[Dataset entries]
########################################

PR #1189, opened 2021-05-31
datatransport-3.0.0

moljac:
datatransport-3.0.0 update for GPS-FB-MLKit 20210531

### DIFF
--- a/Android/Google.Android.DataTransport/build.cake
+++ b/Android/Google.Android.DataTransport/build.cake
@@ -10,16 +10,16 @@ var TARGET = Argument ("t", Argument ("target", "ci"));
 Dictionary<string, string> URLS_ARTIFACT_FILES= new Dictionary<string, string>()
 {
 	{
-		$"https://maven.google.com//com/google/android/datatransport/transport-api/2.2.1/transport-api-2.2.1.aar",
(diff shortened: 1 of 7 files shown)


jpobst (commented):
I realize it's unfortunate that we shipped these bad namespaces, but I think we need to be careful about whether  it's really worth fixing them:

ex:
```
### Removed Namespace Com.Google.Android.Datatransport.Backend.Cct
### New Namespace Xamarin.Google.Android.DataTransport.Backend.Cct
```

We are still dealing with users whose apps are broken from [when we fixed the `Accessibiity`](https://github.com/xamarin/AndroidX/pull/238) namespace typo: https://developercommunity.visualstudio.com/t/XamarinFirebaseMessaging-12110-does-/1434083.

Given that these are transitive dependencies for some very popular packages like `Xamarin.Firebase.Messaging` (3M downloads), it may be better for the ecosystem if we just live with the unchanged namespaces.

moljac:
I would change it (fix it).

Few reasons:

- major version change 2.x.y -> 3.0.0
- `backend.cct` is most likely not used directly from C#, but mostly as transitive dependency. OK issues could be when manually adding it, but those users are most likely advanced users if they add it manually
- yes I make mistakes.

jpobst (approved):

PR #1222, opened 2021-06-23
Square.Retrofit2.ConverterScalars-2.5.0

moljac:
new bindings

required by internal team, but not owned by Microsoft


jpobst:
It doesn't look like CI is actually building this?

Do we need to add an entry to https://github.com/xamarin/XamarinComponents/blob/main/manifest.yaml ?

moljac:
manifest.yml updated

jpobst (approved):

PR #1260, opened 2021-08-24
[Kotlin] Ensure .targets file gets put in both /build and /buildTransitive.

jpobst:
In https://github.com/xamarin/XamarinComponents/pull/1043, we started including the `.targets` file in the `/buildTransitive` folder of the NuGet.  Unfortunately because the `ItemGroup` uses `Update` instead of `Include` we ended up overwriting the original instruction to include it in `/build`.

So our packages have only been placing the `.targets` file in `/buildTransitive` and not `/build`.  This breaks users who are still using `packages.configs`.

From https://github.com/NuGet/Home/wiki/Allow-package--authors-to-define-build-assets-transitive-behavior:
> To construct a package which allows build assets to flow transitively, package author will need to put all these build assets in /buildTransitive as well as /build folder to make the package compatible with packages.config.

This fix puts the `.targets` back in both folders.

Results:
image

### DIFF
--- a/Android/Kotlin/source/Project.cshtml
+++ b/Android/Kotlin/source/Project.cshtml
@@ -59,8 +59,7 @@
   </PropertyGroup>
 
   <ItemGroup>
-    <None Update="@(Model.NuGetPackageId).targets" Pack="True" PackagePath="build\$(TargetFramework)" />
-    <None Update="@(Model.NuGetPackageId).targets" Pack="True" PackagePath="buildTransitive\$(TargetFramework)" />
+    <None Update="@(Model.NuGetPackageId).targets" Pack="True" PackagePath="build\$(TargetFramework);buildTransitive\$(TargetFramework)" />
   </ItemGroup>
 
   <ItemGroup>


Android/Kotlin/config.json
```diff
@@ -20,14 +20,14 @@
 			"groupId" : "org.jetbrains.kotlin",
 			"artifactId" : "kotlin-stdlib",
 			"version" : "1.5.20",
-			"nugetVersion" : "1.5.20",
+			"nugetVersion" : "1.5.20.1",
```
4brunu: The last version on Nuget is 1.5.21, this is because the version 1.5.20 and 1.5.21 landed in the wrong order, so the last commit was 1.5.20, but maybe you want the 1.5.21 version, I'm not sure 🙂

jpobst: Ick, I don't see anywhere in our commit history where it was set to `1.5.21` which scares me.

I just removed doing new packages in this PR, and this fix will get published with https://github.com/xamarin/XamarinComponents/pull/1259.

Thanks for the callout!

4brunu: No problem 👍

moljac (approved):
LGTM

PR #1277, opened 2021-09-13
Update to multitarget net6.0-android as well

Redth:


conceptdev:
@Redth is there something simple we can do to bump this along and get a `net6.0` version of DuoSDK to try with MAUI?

########################################

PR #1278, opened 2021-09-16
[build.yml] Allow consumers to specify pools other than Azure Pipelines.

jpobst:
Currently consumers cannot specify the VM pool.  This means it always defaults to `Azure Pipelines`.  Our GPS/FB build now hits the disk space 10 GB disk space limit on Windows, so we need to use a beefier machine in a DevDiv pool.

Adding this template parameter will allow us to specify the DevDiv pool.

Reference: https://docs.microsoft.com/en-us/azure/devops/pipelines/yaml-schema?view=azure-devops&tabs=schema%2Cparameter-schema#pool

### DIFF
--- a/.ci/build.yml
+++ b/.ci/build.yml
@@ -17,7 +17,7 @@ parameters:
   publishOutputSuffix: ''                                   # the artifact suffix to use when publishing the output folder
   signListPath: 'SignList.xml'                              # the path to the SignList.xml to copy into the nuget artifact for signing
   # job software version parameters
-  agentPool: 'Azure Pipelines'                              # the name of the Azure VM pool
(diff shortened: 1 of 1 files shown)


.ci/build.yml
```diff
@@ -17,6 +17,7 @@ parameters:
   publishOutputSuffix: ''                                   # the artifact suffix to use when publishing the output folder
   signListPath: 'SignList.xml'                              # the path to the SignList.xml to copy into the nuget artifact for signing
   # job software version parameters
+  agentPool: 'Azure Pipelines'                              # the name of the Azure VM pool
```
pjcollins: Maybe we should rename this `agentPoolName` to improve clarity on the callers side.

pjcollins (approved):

########################################

* Problem *
Search the entries for the string "cshtml" and copy each line where it occurs.

* Answer to the exercise *
--- a/Android/Kotlin/source/Project.cshtml
+++ b/Android/Kotlin/source/Project.cshtml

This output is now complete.